14.04.2010 | 20:57 Uhr
Ehrenamtliche mit Ehrgeiz und Elan

Hattingen. Margot Dröge ist seit 30 Jahren Vorsitzende des Turnvereins Hattingen.

„Wenn die Arbeit im Vorstand mir einmal gleichgültig werden sollte, dann hoffe ich auf eine Nachfolgerin“, sagt Margot Dröge. Aber noch will die 62-jährige Vorsitzende des Turnvereins Hattingen weder hoffen noch aufhören. Zu sehr schätzt sie die vielen Möglichkeiten zur Gestaltung. Auch nach 30 Jahren im Vorstand mit 470 Mitgliedern und 15 Übungsleitern. „Das Ehrenamt hat mir viel gegeben – viel Wissen und Erfahrung“, sagt das Gründungsmitglied.
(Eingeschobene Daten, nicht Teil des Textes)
PR #439, opened 2015-06-13
.travis.yml: update the cmd/vet and cmd/cover discovery URL. Add go 1.4

yifan-gu:


jonboulle:
#438

jonboulle:
Yours is better.

PR #440, opened 2015-06-14
spec: Add schema 'armv6l' as valid arch for linux

### LINKED ISSUE #417: schema: add armv6l as valid arch for linux (Raspberry Pi 1)
Some arm architectures are already added by #304 for #284. But according to https://github.com/coreos/rkt/issues/730#issuecomment-105490008 this is not enough for Raspberry Pi 1:

> @alban, if someone would like to use rkt on a Raspberry Pi 1 (there are about 5 million devices out there), the minimum supported ARM version should be ARMv6. This is also the default when building a GOLANG binary with GOARCH=arm. For this reason I strongly recommend to support armv6l too! BTW, a armv6l binary is compatible and runs absolute fine on a `armv7l´ machine - but not the other way around.

/cc @DieterReuter

The current support is:
```
var ValidOSArch = map[string][]string{
        "linux":   {"amd64", "i386", "aarch64", "armv7l", "armv7b"},
        "freebsd": {"amd64", "i386", "arm"},
        "darwin":  {"x86_64", "i386"},
}
```

DieterReuter:
This PR brings support for a Raspberry Pi 1. In contrast a Raspberry 2 uses "armv7l" which is already supported in `spec`.

With some more detailed tests I had problems to import ARM Docker images with `docker2aci`. This was due to the fact that Docker uses only `"Os": "linux"` and "`Architecture": "arm"` (can be determined with `docker insect <imageid>`. These issues could be easily solved by adding "arm" as a valid arch.

Fixes #417

### DIFF
--- a/schema/types/labels.go
+++ b/schema/types/labels.go
@@ -7,7 +7,7 @@ import (
 )
 
 var ValidOSArch = map[string][]string{
-	"linux":   {"amd64", "i386", "aarch64", "aarch64_be", "armv7l", "armv7b"},
+	"linux":   {"amd64", "i386", "aarch64", "aarch64_be", "armv6l", "armv7l", "armv7b"},
 	"freebsd": {"amd64", "i386", "arm"},
 	"darwin":  {"x86_64", "i386"},
 }
--- a/schema/types/labels_test.go
+++ b/schema/types/labels_test.go
@@ -32,6 +32,14 @@ func TestLabels(t *testing.T) {
 			`bad arch "arm64_be" for linux`,
 		},
 		{
+			`[{"name": "os", "value": "linux"}, {"name": "arch", "value": "arm"}]`,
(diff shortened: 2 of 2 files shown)


jonboulle:
What does `"Architecture": "arm"` mean on Docker images? It's too broad to be useful and I'm -1 on adding it here, would rather address that in docker2aci.

DieterReuter:
@jonboulle OK, I agree - and it's better to keep the spec clean. I can change the PR to include `armv6l` only, or should I close this PR and file a new one?

jonboulle:
@DieterReuter Updating the PR and force pushing this branch is fine, thanks

DieterReuter:
@jonboulle Done.

jonboulle:
LGTM

yifan-gu:
LGTM

PR #442, opened 2015-06-15
spec/schema: change annotations to ACIdentifier

jonboulle:
https://github.com/appc/spec/commit/555e3e9b5e78781146eec8ff2cc30e5a27a0dafd
redefined ACName to a more restrictive syntax, and changed some fields
(like name, isolators, etc) to a new ACIdentifier type with lighter
restrictions similar to the previous ACName. Since annotations is a
field we expect to be namespaced it makes more sense for it to also use
the ACIdentifier type.


ace/validator.go
```diff
@@ -350,7 +350,7 @@ func validateAppAnnotations(metadataURL string, pm *schema.PodManifest, app *sch
 			r = append(r, err)
 		}
 
-		lbl, err := types.NewACName(key)
+		lbl, err := types.NewACIdentifier(key)
 		if err != nil {
 			r = append(r, fmt.Errorf("invalid annotation label: %v", err))
```
yifan-gu: Should we replace `label` with `name` here to stay consistent with the doc?

schema/types/annotations_test.go
```diff
@@ -199,8 +199,8 @@ func TestAnnotationsSet(t *testing.T) {
 
 	a.Set("dog", "woof")
 	w = Annotations{
-		Annotation{ACName("foo"), "bar"},
-		Annotation{ACName("dog"), "woof"},
+		Annotation{ACIdentifier("foo"), "bar"},
+		Annotation{ACIdentifier("dog"), "woof"},
```
yifan-gu: maybe add some test cases such as `example.org/foo/foo_bar`

jonboulle:
@yifan-gu updated

ace/validator.go
```diff
@@ -287,7 +287,7 @@ func validatePodAnnotations(metadataURL string, pm *schema.PodManifest) results
 			r = append(r, err)
 		}
 
-		name, err := types.NewACName(key)
+		name, err := types.NewACIdentifier(key)
 		if err != nil {
 			r = append(r, fmt.Errorf("invalid annotation label: %v", err))
```
yifan-gu: here s/label/name/ as well?

jonboulle: fixed

yifan-gu:
LGTM. Want another pair of eyes, but I think German team is :sleeping: this time...

iaguis:
Noch nicht! LGTM

jonboulle:
I would like to get another maintainer ack before landing.

schema/types/annotations_test.go
philips: +1

philips:
lgtm, I agree with having one more test as @yifan-gu pointed out

jonboulle:
I did add a case @ https://github.com/appc/spec/pull/442/files#diff-e0d5d10f9ae10b151ee373931cbaa0a3R214

PR #444, opened 2015-06-16
schema/pod: add GetAppByImageName function

iaguis:
This function retrieves an app from the Pod's AppList that has the
specified name in its image.

This function was added to rkt in https://github.com/coreos/rkt/pull/1049

### DIFF
--- a/schema/pod.go
+++ b/schema/pod.go
@@ -112,6 +112,19 @@ func (al AppList) Get(name types.ACName) *RuntimeApp {
 	return nil
 }
 
+// GetAppByImageName retrieves an app from the AppList whose image has the
+// specified name; if there is no such app, nil is returned. The returned
+// *RuntimeApp MUST be considered read-only.
+func (al AppList) GetAppByImageName(name types.ACIdentifier) *RuntimeApp {
+	for _, a := range al {
+		if name.Equals(*a.Image.Name) {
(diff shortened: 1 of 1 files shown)


yifan-gu:
The problem is what if two apps have the same image? Though currently we don't support that yet, but we are not prohibiting it in the spec, and I assume after we replace the imageID with appName in rkt for app reference, then it's possible for user to have same image for multiple apps.

jonboulle:
@yifan-gu is right - this should really be `GetAppByName` not ImageName

yifan-gu:
@jonboulle We already have that, called `Get`. The only place for `GetAppByImageName` in the bump pr is https://github.com/coreos/rkt/pull/1049/files#diff-0a939c0d8e5b66c4a2e56cc2d890adb4R448 which can be avoided by getting the app name from the URL

yifan-gu:
So I think we don't have to have this to get 0.6.1

jonboulle:
sorry, misread!

jonboulle:
Still -1 on adding this to the spec tooling due to the issue yifan mentioned (no prohibition on duplicate images)

iaguis:
Let's close this then, rkt doesn't even need the function anymore and your concerns make sense. Thanks!

Issue #183, opened 2015-02-09
spec: clarify empty volume kind


jonboulle:
> kind (required) either "empty" or "host". "empty" fulfills a mount point by ensuring the path exists (writes go to container). "host" fulfills a mount point with a bind mount from a source.

"writes go to container" -> this is unclear as to whether this is shared between the apps in the container or not. I propose that empty means a (temporary)  directory that _is_ shared among the apps in the container. 

/cc @mpasternacki

philips:
@jonboulle The volume is shared if it is mapped into two apps.

cdaylward:
I presumed this would mean shared by all apps in the container (what I was aiming for). @jonboulle when you say temporary directory, do you mean a temporary directory (tmpnam()) on the host that is bind-mounted in?

jonboulle:
@philips The point is that the wording ("writes go to container") is ambiguous; since each app has its own rootfs, if we just allowed it to be a writeable/empty directory it would not be shared. 

@cdaylward yes, that is essentially what I mean

mpasternacki:
To clarify: a "temporary directory", as I understand it, would mean a directory whose lifetime is *at least* equal to lifetime of a container (i.e. survives container restart and host restart). Ideally, it could be "anonymously" passed from container to container, in a way similar to `--volumes-from` of Docker.

To clarify: Docker, if volume's source directory is not provided, creates a new unique directory and uses it as the volume source. When one creates a new container, a `--volumes-from=CONTAINER` can be provided, which reuses all host-bound and anonymous volumes from an existing container. If a container is removed, and it holds the last remaining reference to an anonymous volume, the volume is deleted (at least in theory). This allows, for example, for database upgrades without explicitly maintaining an index of data directories on the host. A simplified example:

```
docker run --name=postgres93 -d postgresql:9.3
# A /var/lib/postgresql volume is implicitly created, because the volume is declared in Dockerfile
docker stop postgresql93
docker run --name=postgresl94 --volumes-from=postgres93 postgresql:9.4
docker rm postgresql93
```

The idea of the created directory being "temporary" needs to be more precise: lifetime of the created directory needs to be known. I believe it should be at least equal to lifetime of the container, if not maintained separately and reference-count-garbage-collected as Docker does.

jonboulle:
Reference: https://github.com/GoogleCloudPlatform/kubernetes/blob/master/docs/volumes.md#emptydir

thockin:
[...]

Issue #276, opened 2015-04-01
spec: define pod lifecycle


jonboulle:
We need to address several aspects of pod lifecycles in the spec:

- Garbage collection lifecycle of the pod filesystem including:
   - [ ] Format of app exit codes and signal
   - [ ] The refcounting plan for resources consumed by the ACE such as volumes
- Lifecycle of apps within the pod including:
   - [ ] All exit or first to exit
   - [ ] Start and stop order

jonboulle:
Another aspect to this, which has come up in various discussion channels, is the relationship between the pod's _lifecycle_ and _identity_. What _is_ a pod's identity, and to what extent should it be immutable?

Should a pod be considered a resource envelope (similar to the _alloc_ in Google's [Borg](https://research.google.com/pubs/pub43438.html)), which individual applications can be added to or removed from? Or is a pod's identity more tightly linked to its constituent applications and their respective lifetimes; i.e. if a single application dies within a pod, or it is desired to stop one of the applications within a pod, then it is necessary to tear the entire pod down and create it again? (Coming back to the old petss vs cattle metaphor - the pod/resource-envelope that can be mutated at-will is the pet, the pod which must be destroyed + recreated is the cattle.)

Opening the door to things like "updating an application within a pod" fundamentally throws into question the whole idea of identity (by updating or stopping/starting every application in the pod in turn, we can easily end up with an entirely new set of applications in the pod, so what is really left to link it back to its original identity?). 

I am personally in strong favour of leaning towards the cattle side of the equation and retaining the pod as the fundamental scheduling unit; it is inherently easier to reason about, implement, and we don't need to define a complicated "inter-pod" API/ABI (i.e. what operations are permissible for individual apps vs on the pod as a whole). But there are practical arguments for allowing at least some operations to performed at a greater level of granularity.

/cc @thockin who has plenty of thoughts on this, /cc @vbatts

kelseyhightower:
@jonboulle Will there be support for just containers without pods?

jonboulle:
@kelseyhightower please elaborate
Am 27.04.2015 11:04 schrieb "Kelsey Hightower" <notifications@github.com>:

vbatts:
per chat, I think as pods become like templates, there ought to be a bullet that covers pod discovery and signature. At this point, they are seeming like their own `*.acp` or similar. Which would have a minimum a `/pod` manifest.

jonboulle:
[...]

PR #449, opened 2015-06-18
spec pods: Clarify empty volume kind

kibra:
The spec for the "empty" volume kind is unclear. See https://github.com/appc/spec/issues/183 for the issue/discussion around this.

**Note:** My change proposes the rather strong spec of: `lifetime of the empty volume == lifetime of the pod` 
I feel that this makes the use case of "empty" more clear than specifying `lifetime of the empty volume >= lifetime of the pod` as was suggested in https://github.com/appc/spec/issues/183#issuecomment-98582304 However, I don't have a strong opinion around this, and would be happy to change what I wrote.

### DIFF
--- a/spec/pods.md
+++ b/spec/pods.md
@@ -163,9 +163,11 @@ JSON Schema for the Pod Manifest, conforming to [RFC4627](https://tools.ietf.org
     * **annotations** (list of objects, optional) arbitrary metadata appended to the app. The annotation objects must have a *name* key that has a value that is restricted to the [AC Name](types.md#ac-name-type) formatting and *value* key that is an arbitrary string). Annotation names must be unique within the list. These will be merged with annotations provided by the image manifest when queried via the metadata service; values in this list take precedence over those in the image manifest.
 * **volumes** (list of objects, optional) list of volumes which will be mounted into each application's filesystem
     * **name** (string, required) used to map the volume to an app's mountPoint at runtime. (restricted to the [AC Name](types.md#ac-name-type) formatting)
-    * **kind** (string, required) either "empty" or "host". "empty" fulfills a mount point by ensuring the path exists (i.e., writes go to the app's chroot). "host" fulfills a mount point with a bind mount from a **source**.
+    * **readOnly** (boolean, optional, defaults to "false" if unsupplied) whether or not the volume will be mounted read only.
+    * **kind** (string, required) either:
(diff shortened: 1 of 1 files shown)


kibra:
This clarification is needed to unblock some rkt work: https://github.com/coreos/rkt/issues/1040

mpasternacki:
:+1: Question of a volume lifetime seems to be dependent on #276 (define "pod exits"), so I'd say it's out of scope now.

jonboulle:
LGTM. @thockin ?

jonboulle:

Anfang 1980, Jahreshauptversammlung: Kassiererin Margot Dröge übernimmt den Vorsitz, nachdem Inge Jansen das Amt zehn Jahre ausgeübt hat. „Ich wollte dass es weiter geht“, sagt sie. Mit Elan und guten Ideen seien sie gestartet, gründen neue Turn-Gruppen für Mutter und Kind sowie für Senioren. „Die Junggebliebenen“, gibt es heute noch. Später turnen auch Männer mit: in der Gruppe „Er & Sie“. Bis 1988 steigt die Zahl der Mitglieder von 170 auf 270. Inzwischen ist Margot Dröge eingearbeitet und bildet sich für die Vereinsführung weiter fort.

Ein Höhepunkt für Verein und Vorsitzende stellt 1990 das Deutsche Turnfest in Dortmund und Bochum dar. „Vorher kannten wir so etwas gar nicht“, erzählt sie. Und erinnert sich an die blauen Anzüge, die sie während der Eröffnung getragen haben. „Wir waren das Wasser“, sagt die gelernte Großhandelskauffrau schmunzelnd. Durch die Turnfeste besucht sie viele Städte: Hamburg, München, Berlin, Lissabon, Göteborg. „Das ist unbeschreiblich.“ Viele Sportler habe sie kennengelernt und in den Straßen gesungen. Selbst Polizisten haben mitgefeiert – bei Festen mit 100 000 Besuchern.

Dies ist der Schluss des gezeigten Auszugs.